◆ **Problem description**: Extract, unchanged, each line of the listing below from its first line through the line that contains "--- a/insights/core/spec_factory.py", inclusive, and nothing else.

◆ **Data records**:
PR #4341, opened 2025-01-20
fix: 'tail' filterable text files before filtering with 'grep'

chenlizhong:
### All Pull Requests:

Check all that apply:

As some logs files are not with log rotate setting, these files contain old logging and more than 100 million lines. Use the 'tail' command to get the last 1 million only.

### DIFF
--- a/insights/core/spec_factory.py
+++ b/insights/core/spec_factory.py
@@ -268,7 +268,10 @@ class TextFileProvider(FileProvider):
         if self._filters:
             log.debug("Pre-filtering %s", self.relative_path)
             args.append(
-                ["grep", "-F", "\n".join(sorted(self._filters.keys(), reverse=True)), self.path]
+                ["tail", "-n" ,"1000000", self.path]
+            )
+            args.append(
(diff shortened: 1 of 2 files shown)


insights/core/spec_factory.py
```diff
@@ -268,7 +268,10 @@ def create_args(self):
         if self._filters:
             log.debug("Pre-filtering %s", self.relative_path)
             args.append(
-                ["grep", "-F", "\n".join(sorted(self._filters.keys(), reverse=True)), self.path]
+                ["tail", "-n", "1000000", self.path]
```
xiangce, line 271: It would be good to declare a GLOBAL constant for the line value, it's useful for documentation and future update.

xiangce (commented):
The update looks good. Please check if it's possible to add a unit-test, like this one https://github.com/RedHatInsights/insights-core/blob/master/insights/tests/specs/test_specs_filters.py#L178-L180

xiangce (approved):

PR #4345, opened 2025-01-29
Support non-RHEL systems for Core updates

m-horky:
### All Pull Requests:

Check all that apply:

* Card ID: CCT-1148

This PR adds support for Fedora for egg update process.

First, tests were added for `utilities.os_release_info()`, since there were none.

Second, method `utilities.get_rhel_version()` was created to map RHEL, CentOS and Fedora versions to a single integer representing the RHEL major version the Insights Core targets.

Third, this code was used in `client.__init__` to wrap original `os_release_info()` call in distribution-aware wrapper.

### DIFF
--- a/insights/client/__init__.py
+++ b/insights/client/__init__.py
@@ -19,7 +19,7 @@ from .utilities import (write_data_to_file,
                         get_tags,
                         write_tags,
                         migrate_tags,
-                        os_release_info,
+                        get_rhel_version,
                         get_parent_process)
 
 NETWORK = constants.custom_network_log_level
@@ -131,8 +131,7 @@ class InsightsClient(object):
         self.tmpdir = tempfile.mkdtemp()
         atexit.register(self.delete_tmpdir)
         try:
-            _, os_release = os_release_info()
-            rhel_major = os_release.split('.')[0]
+            rhel_major = get_rhel_version()
             # set egg name as 'insights-core.el#.egg' per RHEL #
             egg_name = 'insights-core.el{0}.egg'.format(rhel_major)
         except Exception:


insights/client/utilities.py
```diff
@@ -471,7 +476,45 @@ def os_release_info():
...
+        raise ValueError("Could not determine version of {}.".format(distribution))
+
+    _distribution = distribution.lower()  # type: str
+    version = 0  # type: int
+    for family_name in ("red hat enterprise linux", "centos"):
+        if family_name in _distribution:
+            version = int(release.split(".")[0])
+    for family_name in ("fedora", ):
+        if family_name in _distribution:
+            version = 10
```
pkoprda, line 510: What about using `.startswith()` instead of for loops? Something like:
```py
if _distribution.startswith("red hat enterprise linux") or _distribution.startswith("centos"):
    ...
elif _distribution.startswith("fedora"):
    ....
else:
    # raise a ValueError
```

insights/client/utilities.py
```diff
@@ -471,7 +476,45 @@ def os_release_info():
...
+    this method returns `10` for all Fedora versions.
+
+    :returns: Major RHEL version (or an equivalent for non-RHEL systems)
+    :raises ValueError: Version could not be determined.
+    """
+    distribution, release = os_release_info()
+    if distribution == "Unknown":
+        raise ValueError("Could not determine distribution family.")
+    if release == "":
+        raise ValueError("Could not determine version of {}.".format(distribution))
```
pkoprda, line 501: Could you write some tests cases for these scenarios?

pkoprda (changes requested):
Thank you @m-horky! Generally looks good, I just left some comments with possible improvements.

Also please rebase.

insights/client/utilities.py
m-horky: I wanted to keep it scalable, but perhaps it's just overengineering. Will update.

pkoprda (approved):
LGTM :+1: let's wait for QE

zhangqianqian:
test me

zpetrace (approved):
LGTM, verification passed as well as the tests, I will leave the comment in the CCT card and this can be merged!:)

m-horky:
I've just rebased on top of master. @xiangce, when the CI is done, we can merge this :)

xiangce:
@m-horky - Thanks for making this change. I believe this PR should also go to the Egg without "el#" postfixes, to ensure the old `insights-core.egg` could guide to the right next update.

PR #4346, opened 2025-02-03
Several speed improvements for parsing ls directory output

PaulWay:

- Avoid re-splitting the line if it's already been split.
- Handle a few failure modes in parsing links and size on '?' and other bad input.
- Each directory is all one 'mode' - normal, or SELinux on RHEL 6/7 or 8+. Instead of trying to detect the mode of each line, detect the mode once and then use that for all lines in this directory.  Difficult to extrapolate that to all listings in a parse - let's see how this goes for now.
- Simplify how we pick up directory names and store previously processed directories.
- Add a few comments to make it easier to see what's being parsed where.

### All Pull Requests:

Check all that apply:

* [Y] No Sensitive Data in this change?
* [Y] Is this PR an enhancement?


xiangce (commented):
@PaulWay - Left a tiny suggestion, please take a look. The Change looks good to me, and per my tests, it improves the parsing significantly when the ls result is large. 👍

xiangce (approved):
It looks good to me

PR #4350, opened 2025-02-11
fix(client): Change registration endpoint to /host_exists

pkoprda:
### All Pull Requests:

Check all that apply:

* Card ID: CCT-721
* Card ID: RHINENG-11711

Currently, the client is using the `/hosts` endpoint to check if the host is registered. This change updates the client to use the `/host_exists` endpoint instead.

### DIFF
--- a/insights/client/connection.py
+++ b/insights/client/connection.py
@@ -471,6 +471,8 @@ class InsightsConnection(object):
                    rhsm_hostname != 'subscription.rhsm.redhat.com'):
                     logger.error('Please enable Insights on Satellite server '
                                  '%s to continue.', rhsm_hostname)
+            if req.status_code == 404 or req.status_code == 409:
+                return False
             if req.status_code == 412:
                 try:
                     unreg_date = req.json()["unregistered_at"]
@@ -741,9 +743,9 @@ class InsightsConnection(object):
         try:
             # [circus music]
             if self.config.legacy_upload:
-                url = self.base_url + '/platform/inventory/v1/hosts?insights_id=' + machine_id
+                url = self.base_url + '/platform/inventory/v1/host_exists?insights_id=' + machine_id
             else:
-                url = self.inventory_url + '/hosts?insights_id=' + machine_id
+                url = self.inventory_url + '/host_exists?insights_id=' + machine_id
             res = self.get(url)
         except REQUEST_FAILED_EXCEPTIONS as e:
             _api_request_failed(e)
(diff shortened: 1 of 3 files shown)


m-horky (approved):
LGTM. Let's wait for QE.

pkoprda:
Updated the code. The change of `_fetch_system_by_id()` would break functionality of the options `--display-name`,  `--ansible-host` and the method [show_inventory_deep_link()](https://github.com/RedHatInsights/insights-core/blob/d48f19d9c4e3d76edc7d9992185080d2a4ad0c97/insights/client/__init__.py#L564). 

@m-horky can you do re-review please?

insights/client/connection.py
```diff
@@ -752,14 +754,16 @@ def _fetch_system_by_machine_id(self):
...
             res_json = json.loads(res.content)
+            res_json['insights_id'] = machine_id
         except ValueError as e:
             logger.error(e)
             logger.error('Could not parse response body.')
             return None
-        if res_json['total'] == 0:
-            logger.debug('No hosts found with machine ID: %s', machine_id)
+        if res.status_code == 404:
+            logger.debug(res.json()['detail'])
```
m-horky, line 763: Are we sure the response will always have `'detail'` key? The [official documentation](https://console.redhat.com/docs/api/inventory/v1#operations-hosts-api\.host\.get_host_exists) doesn't contain any schema for 404 response, I'd like to wrap this in `try/except` or otherwise ensure that we don't error out if the response is empty or doesn't contain that key.

insights/tests/client/connection/test_reg_check.py
m-horky, line 1: Would you mind creating a test for responses 404 and 409?

m-horky (changes requested):
I found more stuff :)

insights/client/connection.py
pkoprda: I would rather have there original debug message saying `No hosts found with machine ID: ...` without using `try/expect` block

m-horky: It is valuable to have the response in the log file. We can try to log the content and then always say we didn't find the host there, no matter whether we `except`ed or not.

m-horky (approved):
LGTM. QE time.

zpetrace:
Seems fine from QE side, the verification passed and I have put the comment to the CCT card, this can be merged:)

pkoprda:
@xiangce we can merge this :rocket:

PR #4365, opened 2025-02-26
fix: limit loading content when processing data

xiangce:
- instead of "tail .| grep" commands using python read and apply filters dynamically according to the add_filter
- add a staticmethod to cleaner.filters to do the filtering
- update corresponding test
- see RHINENG-15986

### All Pull Requests:

Check all that apply:

*Add your description here*


insights/core/spec_factory.py
```diff
@@ -291,7 +290,11 @@ def load(self):
             return out
 
         with safe_open(self.path, "r", encoding=encoding, errors="surrogateescape") as f:
-            return [l.rstrip("\n") for l in f]
+            valid_content = [l.rstrip("\n") for l in f][-MAX_CONTENT_LINES:]
```
chenlizhong, line 293: According to this line, all lines of one file will be loaded into memory. For big file (more than 1GB), it will lead to out of memory.   For the command tail,  It does this without reading the entire file first, so it doesn't matter how large the file is.

xiangce: re-do it by loading the last 200MB part of files larger then 200MB.

insights/core/spec_factory.py
```diff
@@ -290,8 +289,19 @@ def load(self):
...
+            if fsize > MAX_CONTENT_SIZE:
+                # read the last ``MAX_CONTENT_SIZE`` MB only
+                f.seek(fsize - MAX_CONTENT_SIZE)
+                log.debug("Extra-huge file is truncated %s", self.relative_path)
+                content = [l.rstrip("\n") for l in f][1:]  # discard the first line which is broken
+            else:
+                content = [l.rstrip("\n") for l in f]
+            if not isinstance(self.ctx, HostContext) and self._filters:
+                # Post-filtering ONLY when processing data
+                return AllowFilter.filter_content(content[::-1], self._filters)[::-1]
```
JoySnow, line 303: For large `content`, the `[::-1]` list reverse action would construct a new list object and cost quite some memory. Is it possible to pass the content as itself without reverse to `AllowFilter.filter_content`, and do a bottom-up filter check in it.

insights/cleaner/filters.py
```diff
@@ -32,3 +32,26 @@ def parse_line(self, line, **kwargs):
...
+        :return: list of lines
+        """
+        result = []
+        for line in lines:
+            for a_key in list(allowlist.keys()):  # copy keys to avoid RuntimeError
+                if a_key in line:
+                    allowlist[a_key] -= 1
+                    # stop checking it when enough lines contain the key were found
+                    allowlist.pop(a_key) if allowlist[a_key] == 0 else None
+                    result.append(line)
```
JoySnow, line 56: Seems we would need just one time of this `result.append(line)` be called for each content line, right?

JoySnow (approved):

xiangce:
test me

PR #4369, opened 2025-02-28
In `from_dict` set fields from ls parser dict correctly

PaulWay:
### All Pull Requests:

Check all that apply:

* [Y] No Sensitive Data in this change?
* [N] Is this PR an enhancement?

The FilePermissions class has a `from_dict` method.  Unfortunately, this does
not return an instance of the class.  Class methods get the class itself as
their first argument, whereas the `from_dict` method called that `self`, so
the `from_dict` method actually returned the class, annotated with properties.

This change correctly invokes the `__new__` class method to generate an
unpopulated class instance, and then populates it with properties from the
given dict.  It also makes sure that the `path` value set by the line regular
expression parsing is copied from the `name` value given in the dict.

This change also provides the `type` property as the first character of the
permissions block, which was previously discarded and had to be reconstructed
from the line.  This is `d`, `b`, `c`, `l` or `-`.


insights/util/file_permissions.py
```diff
@@ -79,27 +79,31 @@ def __init__(self, line):
         self.line = line
         r = self._PERMISSIONS_PATTERN.search(self.line)
         if r:
-            (self.perms_owner, self.perms_group, self.perms_other,
+            (self.type, self.perms_owner, self.perms_group, self.perms_other,
```
xiangce, line 82: @PaulWay would you mind adding the new `self.type` to the above `Attributes` list in docstring?

PaulWay: Good point there @xiangce - will do.

PR #4370, opened 2025-02-28
feat: Add datasource and spec for dirs/files number

wushiqinlou:
rh-pre-commit.version: 2.3.1

### All Pull Requests:

Check all that apply:

Add this datasource to enhance an Advisor rule


wushiqinlou:
@xiangce - please review

xiangce (commented):
How about enhancing the parser to support calculating the count of both `dirs` and `files`? in case their are request to count the dirs?

xiangce (commented):
Looks great to me, but please discard the unrelevant update to malware_detecation before merging.

insights/specs/datasources/files_dirs_number_of.py
```diff
@@ -0,0 +1,35 @@
...
+                item = item + "/"
+            if os.path.exists(item):
+                files_number = 0
+                dirs_number = 0
+                result[item] = {}
+                for name in os.listdir(item):
+                    if os.path.isfile(item + name):
+                        files_number = files_number + 1
+                    else:
+                        dirs_number = dirs_number + 1
```
JoySnow, line 31: To check for the dir type, what about making it more restrict by using `os.path.isdir()`? 

Like, for a file `crw-rw-rw-  1 root   wheel      0x400007c Feb 18 18:30 ttywc` , we would not want to include that as a dir:
```
>>> os.path.isfile("/dev/ttywc")
False
>>> os.path.isdir("/dev/ttywc")
False
```

insights/specs/datasources/files_dirs_number_of.py
```diff
@@ -0,0 +1,35 @@
...
+                result[item]["files_number"] = files_number
+                result[item]["dirs_number"] = dirs_number
+        return DatasourceProvider(content=json.dumps(result, sort_keys=True), relative_path='files_dirs_number')
```
JoySnow, line 34: For the `filters` has value but the final `result` is empty case, the code will still return a `DatasourceProvider` with `{}`. 
According to our usage, I agree that the current handling is more appropriate that raising a `SkipComponent`. 

Just to make it more easy to maintain, what about adding a comment message to note about this case?

insights/parsers/files_dirs_number_of_dirs.py
```diff
@@ -0,0 +1,41 @@
...
+        >>> filesnumberofdir.data["/var/spool/postfix/maildrop/"]["files_number"]
+        5
+        >>> filesnumberofdir.dirs_number_of("/var/spool/clientmqueue/")
+        1
+    """
+
+    def dirs_number_of(self, dir):
+        """Return the number of dirs under specified `dir`"""
+        if dir in self.data:
+            return self.data[dir]["dirs_number"]
```
xiangce, line 36: How about raising an `KeyError` Exception when no such `dir` in `data`?
```
        if dir in self.data:
            return self.data[dir]["dirs_number"]
        raise KeyError("No such %s dir collected", dir)
```
How do you think?

BTW, please add a test for "no such dir".

insights/parsers/files_dirs_number_of_dirs.py
```diff
@@ -0,0 +1,41 @@
...
+
+    def files_number_of(self, dir):
+        """Return the number of files under specified `dir`"""
+        if dir in self.data:
+            return self.data[dir]["files_number"]
```
xiangce, line 41: Same comment as above

xiangce (approved):

JoySnow (approved):

PR #673, opened 2024-08-19
Chart: fix binding disposal when removing plugins

protogenes:
fix parameters to `Bindings.unbindContent` to actually dispose the binding created for the plugin group


wirew0rm (approved):
lgtm :+1:

PR #676, opened 2024-09-23
ChartPlugin scene listener is not removed

amischler:
The `ChartPlugin` register a listener on some of its nodes `sceneProperty` but those listeners are never being removed, even when the plugin is removed from a chart (i.e. `chart` property of the Plugin is set to `null`).

In some cases, a `ChartPlugin` that is not in any chart might still receive `Scene` events, which should not be the case.

See `ChartPluginTest` in this PR for more details.


wirew0rm (approved):
Thanks for finding, fixing and contributing back :+1:  This looks like a very comprehensible fix, well documented and with unit tests, thanks a lot and sorry for taking so long to look at it.

amischler:
Thank you for merging and BTW thank you for this great library!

◆ **Exercise answer**:
PR #4341, opened 2025-01-20
fix: 'tail' filterable text files before filtering with 'grep'

chenlizhong:
### All Pull Requests:

Check all that apply:

As some logs files are not with log rotate setting, these files contain old logging and more than 100 million lines. Use the 'tail' command to get the last 1 million only.

### DIFF
--- a/insights/core/spec_factory.py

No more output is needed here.